*** Records supplied

PR #1438, opened 2024-10-02
Add optical track initialization action

amandalund:
This add the track initialization action for the optical loop as well as optical simulation and particle data and views. I'll follow up with the action to locate vacancies.


src/celeritas/optical/CoreTrackView.hh
```diff
@@ -88,6 +96,42 @@ CoreTrackView::CoreTrackView(ParamsRef const& params,
...
+    }
+
+    // Initialize the particle state
+    this->particle()
+        = ParticleTrackView::Initializer{init.energy, init.polarization};
+
+    //! \todo Add physics view and clear physics state
+
+    return *this;
+}
```
sethrj, line 133: I like it! Future work for the main core track view?  (And would we need a second version for the "detailed initializer" that has the full volume state?)

src/celeritas/optical/interactor/RayleighInteractor.hh
```diff
@@ -37,8 +37,8 @@ class RayleighInteractor
 {
   public:
     // Construct interactor from an optical track
-    inline CELER_FUNCTION
-    RayleighInteractor(TrackView const& particle, Real3 const& direction);
+    inline CELER_FUNCTION RayleighInteractor(ParticleTrackView const& particle,
+                                             Real3 const& direction);
```
sethrj, line 41: Clang-format differences 😒 really gotta get this into the CI, don't worry about it here

sethrj (approved):
Excellent!

src/celeritas/optical/CoreTrackView.hh
amandalund: Yep! And yeah, gotta think about the best way to handle the special geo initialization...

amandalund:
Actually @sethrj if you want to hold off merging this, I might just add the "locate vacancies" to this track initialization action and refactor that part once we're producing secondaries.

sethrj:
Sure thing! Separate PR works just as well :)

amandalund:
Ok cool, then maybe I'll just do it separate since I think we do want it at the end of the loop so the counters are updated correctly.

******

Type out every record above once more, exactly.

PR #1438, opened 2024-10-02
Add optical track initialization action

amandalund:
This add the track initialization action for the optical loop as well as optical simulation and particle data and views. I'll follow up with the action to locate vacancies.


src/celeritas/optical/CoreTrackView.hh
```diff
@@ -88,6 +96,42 @@ CoreTrackView::CoreTrackView(ParamsRef const& params,
...
+    }
+
+    // Initialize the particle state
+    this->particle()
+        = ParticleTrackView::Initializer{init.energy, init.polarization};
+
+    //! \todo Add physics view and clear physics state
+
+    return *this;
+}
```
sethrj, line 133: I like it! Future work for the main core track view?  (And would we need a second version for the "detailed initializer" that has the full volume state?)

src/celeritas/optical/interactor/RayleighInteractor.hh
```diff
@@ -37,8 +37,8 @@ class RayleighInteractor
 {
   public:
     // Construct interactor from an optical track
-    inline CELER_FUNCTION
-    RayleighInteractor(TrackView const& particle, Real3 const& direction);
+    inline CELER_FUNCTION RayleighInteractor(ParticleTrackView const& particle,
+                                             Real3 const& direction);
```
sethrj, line 41: Clang-format differences 😒 really gotta get this into the CI, don't worry about it here

sethrj (approved):
Excellent!

src/celeritas/optical/CoreTrackView.hh
amandalund: Yep! And yeah, gotta think about the best way to handle the special geo initialization...

amandalund:
Actually @sethrj if you want to hold off merging this, I might just add the "locate vacancies" to this track initialization action and refactor that part once we're producing secondaries.

sethrj:
Sure thing! Separate PR works just as well :)

amandalund:
Ok cool, then maybe I'll just do it separate since I think we do want it at the end of the loop so the counters are updated correctly.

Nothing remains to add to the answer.